百人一首現代語訳 感想の注意書きです。
七十七・瀬をはやみ岩にせかかる滝川のわれても末に逢はむとぞ思ふ
瀬の流れが速いので、岩にせきとめられても水は分かれてまた一つに合流する。そのように、かならず将来あなたに逢おうと思う。
恋人よ!
いつかかならず再会しよう!
私は熱い目で見つめている
岩に激突してまっぷたつに割られた滝川が
走って走って
一本の川になるまでを
(さ・え・ら書房 『口語訳詩で味わう百人一首』 佐佐木幸綱)
流れ落ち 岩に砕ける 滝川さ
別れはしても 最後はまた会う
ぼくらまた逢へるはずだよほら岩にわれた早瀬がもどつてゆくよ (山田航)
この歌、わたし的には完全にgleeのS3のラストシーンです。NYADAに一人合格したレイチェルをNYに送り出しながら、フィンが「行けよ。運命ならいつかは結ばれる」って言って別れるシーン。お互いに思いはあるのに状況によって引き裂かれる、というのがこの歌の内容にぴったりだなーと思っていつもその場面を思い出します。
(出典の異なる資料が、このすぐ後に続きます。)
PR #861, opened 2025-07-23
[EVM][DAGCombine] Expand SELECT of constants to arithmetic

vladimirradosavljevic:


llvm/lib/Target/EVM/EVMISelLowering.cpp
```diff
@@ -876,6 +880,37 @@ SDValue EVMTargetLowering::combineSELECT(SDNode *N,
     return DAG.getNode(ISD::OR, DL, VT, Neg, DAG.getFreeze(FalseV));
   }
 
+  // fold (Cond ? X : C) -> (C + (X* - C) * Cond)
+  // fold (Cond ? C : Y) -> (Y* + (C - Y*) * Cond)
+  //
```
akiramenai: The logic is hard to follow the way it implemented, I recommend to split handling of
```
  // fold (Cond ? X : C) -> (C + (X* - C) * Cond)
  // fold (Cond ? C : Y) -> (Y* + (C - Y*) * Cond)
``` 
from
```
 // fold (Cond ? C1 : C2) -> (C2 + (C1 - C2) * Cond) if (C1 > C2)
 // fold (Cond ? C1 : C2) -> (C2 - (C2 - C1) * Cond) if (C1 < C2)
```

akiramenai (approved):

llvm/lib/Target/EVM/EVMISelLowering.cpp
vladimirradosavljevic: Done. PTAL.

PavelKopyl (approved):
LGTM.

PR #863, opened 2025-07-23
[EVM] Remove EVMModuleLayout pass and use attribute to detect entry function

vladimirradosavljevic:
After FE changes, entry function has to be the first in the module, so `EVMModuleLayout` is no longer needed. Instead, add an assert in `EVMAsmPrinter` that entry function has to be the first function in the module.
Also, instead of checking function name to detect entry function, check for `"evm-entry-function"` attribute.


PavelKopyl:
I wonder why do we have any size/perf changes?

vladimirradosavljevic:
> I wonder why do we have any size/perf changes?

No idea. Maybe era-compiler-tester is not updated with the latest changes?

hedgar2017 (changes requested):
Phantom perf changes fixed!

@vladimirradosavljevic could you make the PR name more descriptive?

hedgar2017 (approved):

PavelKopyl (approved):
LGTM.

PR #867, opened 2025-07-29
[EVM][InlineCost] Set threshold to a small value when BB is unreachable-terminated

vladimirradosavljevic:
For EVM, to return from the contract we are using different instructions (e.g. return, revert) which are followed by unreachable. In the Inliner heuristic, if BB is unreachable-terminated threshold is set to 0 and these callsites are unlikely to be inlined. Instead, add small threshold and continue to calculate cost model, since in some cases we benefit from inlining.


akiramenai (changes requested):
Could we add a positive and a negative test case for inlining with unreachable?

akiramenai (approved):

しかしながらこの元の歌は別に恋の歌ではなく、権力闘争に敗れ、今に見てろよ!的な内容だそうです。橋本治の解説が面白く、
「一度は退位したけれど、またの機会だってある」と言っているように見えます。自分がもう一度即位するのか、あるいは、自分の息子を天皇にするのか。でもその願いはかなわなくて、崇徳上皇は保元の乱に巻き込まれます。それは崇徳上皇の軍隊と関白忠通の軍隊の戦争でもあります。その戦いに敗れて、崇徳上皇は四国の香川県(讃岐)に流されます。そして、そのまま死ぬのです。
だそうです。
この歌を読みながら、こうは言っているけどおそらくはもうもとの流れには戻らないのだろうな、と感じるのはこういった事情があるからでしょうか(それともFinchelを重ねているからなのか…)。というか、「また逢う」のはおそらく天国でってことだろうな、って感じますよね。